Molecular targets of SGLT2i that enhance relaxation in R403Q EHT. (A) Treatment with the L-type Ca²⁺ channel blocker diltiazem hydrochloride (Dilt) for 1 h in spontaneously beating R403Q (n = 10, 90 ± 1 days) and Ctrl (n = 8, 82 ± 3 days). R403Q EHTs stopped beating at 1 µM Dilt (three EHTs) and 3 µM Dilt (six EHTs). (B) The binding affinity of Cana for the dihydropyridine site of the L-type Ca²⁺ channel was determined (two replicates) in the rat cerebral cortex via a radioligand binding assay. Log(inhibitor) vs. response variable slope (four parameters) was fitted with the constraint top is 100. The concentration causing a half-maximal inhibition of control specific binding (IC₅₀) was 37 µM. (C) Treatment with the potent NCX inhibitor SEA0400 for 1 h lowered relaxation time of spontaneously beating R403Q (n = 6, 56 ± 8 days), whereas SEA0400 increased relaxation time in Ctrl (n = 7, 81 ± 2 days). Treatment with SEA0400 resulted in some EHTs in irregular beating patterns (R403Q: 1 EHT at 33 nM; Ctrl: 1 EHT at 100 nM), which were excluded from data analyses. (D) Examples of beating patterns of a Ctrl and R403Q EHT with the same beating frequency, before treatment (baseline) and after SEA0400 (100 nM) treatment (red line, original recording; pink line, velocity). (E) R403Q EHTs (75 ± 1 days) were cumulatively treated for 45 min with Empa (n = 6), or with SEA0400 (100 nM; n = 6), or with both SEA0400 (100 nM) and Empa (n = 8). At 50 µM Empa two EHTs stopped beating, whereas six EHTs stopped beating at 50 µM Empa + SEA0400. Data are expressed as mean ± SEM. (A, C: 2 independent EHT preparations of R403Q and Ctrl; E: 1 EHT preparation). #P < 0.05, ##P < 0.01, ###P < 0.001 vs. Baseline (A, C, E: Empa) or vs. SEA0400 (E: SEA0400 + Empa), repeated measures one-way ANOVA followed by Dunnett’s post-test (A: Ctrl, C), or if values are missing because EHTs stopped beating as a result of the treatment a mixed-effects analysis followed by Dunnett’s post-test was performed (A: R403Q, E: Empa vs. baseline), or one-way ANOVA followed by Tukey’s multiple comparisons tests (E: SEA0400 vs. SEA0400 + Empa).

Figure 8

Effects of Cana on APs and membrane currents in TNNT2-R92Q hiPSC-CM. (A) Typical APs in the absence and the presence of 10 µmol/L Cana and average effects (depicted as dot plots) of 1, 3, and 10 µmol/L Cana on AP parameters. MDP = maximum diastolic potential, APA = maximal AP amplitude, V_max = maximal AP upstroke velocity, and APD₂₀, APD₅₀, APD₉₀ = AP duration at 20, 50, and 90% of repolarization. (B) Typical sodium currents (I_Na), evoked by 300 ms depolarizing pulses from −120 to −20 mV, in the absence and the presence of 10 µmol/L Cana. The dot plots show the average effects on peak and late I_Na. (C) Current–voltage (I–V) relationships of the Na⁺/Ca²⁺ exchange current (I_NCX) in the absence and the presence of 10 µmol/L Cana. I_NCX was measured during a descending ramp as a NiCl₂-sensitive current.

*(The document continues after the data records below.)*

PR #521, opened 2025-12-11
Replace paraglide

tbleckert:
## Purpose

Replace the current outdated i18n solution Paraglide with a custom built Vite plugin. Reduces dependencies and easy to maintain.

## Context

Paraglide released a new major version that dropped support for SSG in Astro. While possible to make it work with some digging and manual work, we can see this as an opportunity to reduce some dependencies in favour of a simpler custom built solution. Paraglide was also indirectly affected by the Shai-Hulud worm as it had posthog as a dependency. 

## Changes

Introduces a custom built Vite plugin instead of Paraglide. Translation files stays intact except for the removal of the schema definition. Some references has been replaced as well.

Also upgraded Astro and other dependencies to remove all remaining vulnerabilities and have all packages up to date.

## How to test this PR

Just some general testing to make sure translations still work.

### DIFF
--- a/src/middleware.ts
+++ b/src/middleware.ts
@@ -2,8 +2,16 @@ import { defineMiddleware } from 'astro:middleware';
 import { setLocale, isValidLocale } from '@/messages';
 
 export const onRequest = defineMiddleware(({ url }, next) => {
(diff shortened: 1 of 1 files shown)


marc-vanderwal (approved):
Looks good. Thanks!

PR #523, opened 2025-12-12
Rerender tests correctly

### LINKED ISSUE #522: New GUI : Test result messages do not load correctly when fetched from the history
_This relates to the new GUI implementation (#500)_
When selecting a previous test from the history, the URL and test date change correctly, but the test messages themselves do not. Refreshing the page loads the messages correctly.

tbleckert:
## Purpose

Fixes #522 

## Context

When navigating between test results, for example via the History dialog, the view didn’t update with the correct data. The issue was caused by a Svelte component relying on local state, which prevented it from reacting when the incoming data object changed.

## Changes

ResultInfo now uses a derived rune instead of local state, which ensures it updates whenever the passed data changes. The history navigation has also been updated to include the language prefix.

## How to test this PR

Run a test, then switch to an older one via the History dialog. The displayed data should update immediately and correctly. Also verify that reloading the page shows the same data.

### DIFF
--- a/src/lib/components/DomainTest/ResultInfo.svelte
+++ b/src/lib/components/DomainTest/ResultInfo.svelte
@@ -43,7 +43,7 @@
         query: '',
     });
     const rawData = $derived(data.results);
-    const result = $state(groupResult(data.results));
+    const result = $derived(groupResult(data.results));
     let showExport = $state(false);
     let showShare = $state(false);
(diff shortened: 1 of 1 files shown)


tgreenx:
@tbleckert thanks for the fix. could you fix the conflicts by rebasing this PR?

The dot plots indicate that I_NCX was significantly affected by Cana, with a more pronounced reduction at +70 mV, i.e. reverse-mode of I_NCX, than at −120 mV, i.e. the forward mode (D). Typical L-type Ca²⁺ current (I_Ca,L), evoked by 500 ms depolarizing pulses from −60 to 0 mV, in the absence and the presence of 10 µmol/L Cana. Neither the amplitude nor the time constant (τ) of current inactivation was significantly affected. I_Ca,L was also not affected at other potential, as shown in the average I–V relationships, and the voltage dependency of (in)activation was similar in the absence and presence of Cana. Voltage dependence of activation and inactivation curves were fitted with the Boltzmann function y = [1 + exp{(V-V_1/2)/k}]⁻¹ to determine half-maximal voltage (V_1/2; in mV) of (in) activation and the slope factor (k; in mV). *P < 0.05 (paired t-test).